== EXERCISE MATERIALS ==

Issue #604, opened 2024-10-02
[Feature]: Update deposit status (via Emily) after sweep tx is confirmed


matteojug:
# Feature - Update deposit status (via Emily) after sweep tx is confirmed

## 1. Description

Inform the Emily API that the deposit included in a sweep tx has been confirmed

### 2.1 Acceptance Criteria:
   - [ ] Criterion 1
   - [ ] Criterion 2
   - [ ] Criterion 3

matteojug:
This issue was wrongly phrased:
 - deposit acceptance was implemented in https://github.com/stacks-network/sbtc/issues/602
 - what (in spirit) this wanted to do is actually superseded by https://github.com/stacks-network/sbtc/issues/340

PR #622, opened 2024-10-07
feat: add emily client update confirmed deposit

matteojug:
## Description

Closes: https://github.com/stacks-network/sbtc/issues/604

## Changes

Add Emily client method to update confirmed deposits.

## Testing Information

Added an integration tests interacting with the client.

## Checklist:

- [ ] Wire actual client call after stacks tx submission and add to integration test


signer/src/emily_client.rs
```diff
@@ -159,6 +171,41 @@ impl EmilyInteract for EmilyClient {
...
+            bitcoin_tx_output_index: deposit.output_index,
+            bitcoin_txid: deposit.txid.to_string(),
+            status: Status::Confirmed,
+            last_update_block_hash: stacks_chain_tip.block_hash.to_string(),
+            last_update_height: stacks_chain_tip.block_height,
+            fulfillment: Some(Some(Box::new(Fulfillment {
+                bitcoin_txid: deposit.sweep_txid.to_string(),
+                // TODO: we don't keep a mapping between sweep tx inputs and
+                // deposits requests fulfilled, should we?
+                bitcoin_tx_index: 0,
```
djordon, line 192: > // TODO: we don't keep a mapping between sweep tx inputs and
> // deposits requests fulfilled, should we?

Well, we implicitly do since we store the raw transaction. We can compute the index here using the `sweep_tx` field of the `SweptDepositRequest` object, which holds the bitcoin transaction. Does this make sense?

matteojug:
As https://github.com/stacks-network/sbtc/issues/604, this is superseded by https://github.com/stacks-network/sbtc/pull/712.

I've pushed the latest changes just in case I'm missing something that need to be saved from here.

===

▶ TASK DESCRIPTION: Repeat all the records without altering a single word.

▶ PROBLEM SOLUTION:
Issue #604, opened 2024-10-02
[Feature]: Update deposit status (via Emily) after sweep tx is confirmed


matteojug:
# Feature - Update deposit status (via Emily) after sweep tx is confirmed

## 1. Description

Inform the Emily API that the deposit included in a sweep tx has been confirmed

### 2.1 Acceptance Criteria:
   - [ ] Criterion 1
   - [ ] Criterion 2
   - [ ] Criterion 3

matteojug:
This issue was wrongly phrased:
 - deposit acceptance was implemented in https://github.com/stacks-network/sbtc/issues/602
 - what (in spirit) this wanted to do is actually superseded by https://github.com/stacks-network/sbtc/issues/340

PR #622, opened 2024-10-07
feat: add emily client update confirmed deposit

matteojug:
## Description

Closes: https://github.com/stacks-network/sbtc/issues/604

## Changes

Add Emily client method to update confirmed deposits.

## Testing Information

Added an integration tests interacting with the client.

## Checklist:

- [ ] Wire actual client call after stacks tx submission and add to integration test


signer/src/emily_client.rs
```diff
@@ -159,6 +171,41 @@ impl EmilyInteract for EmilyClient {
...
+            bitcoin_tx_output_index: deposit.output_index,
+            bitcoin_txid: deposit.txid.to_string(),
+            status: Status::Confirmed,
+            last_update_block_hash: stacks_chain_tip.block_hash.to_string(),
+            last_update_height: stacks_chain_tip.block_height,
+            fulfillment: Some(Some(Box::new(Fulfillment {
+                bitcoin_txid: deposit.sweep_txid.to_string(),
+                // TODO: we don't keep a mapping between sweep tx inputs and
+                // deposits requests fulfilled, should we?
+                bitcoin_tx_index: 0,
```
djordon, line 192: > // TODO: we don't keep a mapping between sweep tx inputs and
> // deposits requests fulfilled, should we?

Well, we implicitly do since we store the raw transaction. We can compute the index here using the `sweep_tx` field of the `SweptDepositRequest` object, which holds the bitcoin transaction. Does this make sense?

matteojug:
As https://github.com/stacks-network/sbtc/issues/604, this is superseded by https://github.com/stacks-network/sbtc/pull/712.

I've pushed the latest changes just in case I'm missing something that need to be saved from here.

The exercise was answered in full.